In a note to employees, Rascoff called his departure “bittersweet.”
“We are at a transformative time at ZG — the world is finally ready for the seamless real estate transaction, and no company is better positioned to deliver,” Rascoff wrote in the letter. “Rich, Lloyd and I worked closely together since founding Zillow in 2005, and it feels like the right time to turn the triangle of partnership on its side.”
— Spencer Rascoff (@spencerrascoff) February 21, 2019
Rascoff will receive a lump sum of $405,000 as part of his resignation, which is six months of his current base salary, and accelerated vesting of his outstanding stock options. Barton will receive a base salary of $540,000 in his new role.

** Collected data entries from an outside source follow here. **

PR #1230, opened 2024-07-09
compression: add (internal) api documentation for compression

bradh:
This is a follow-up to the recent work on compression / decompression, adding some internal documentation on those.

It isn't going to show up in the Doxygen since its not public API. Depending on editor, it may show up as a hint. For example, in VS Code, it appears on hover:

image

### DIFF
--- a/libheif/compression.h
+++ b/libheif/compression.h
@@ -27,18 +27,68 @@
 #include <error.h>
 
 #if HAVE_ZLIB
+/**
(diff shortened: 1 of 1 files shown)


bradh:
See #1231 for a proposed fix on the fuzzer failure.

farindk:
> For example, in VS Code, it appears on hover:

Thanks. Also shows in CLion.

Other recent executive shuffles at Zillow include:
- Longtime CFO Kathleen Philips retired in May and was replaced by Amazon veteran Allen Parker.
- Early Zillow employee Amy Bohutinsky will leave in 2019 after 13 years with the company, most recently as COO.
- Former Starbucks senior vice president Aimee Johnson joined in November as chief marketing officer.
- In June, former chief marketing officer Jeremy Wacksman became the company’s first president; former chief business officer Greg Schwartz was named president of media and marketplaces; and Arik Prawer, formerly chief business development officer, was appointed as president of the Homes division.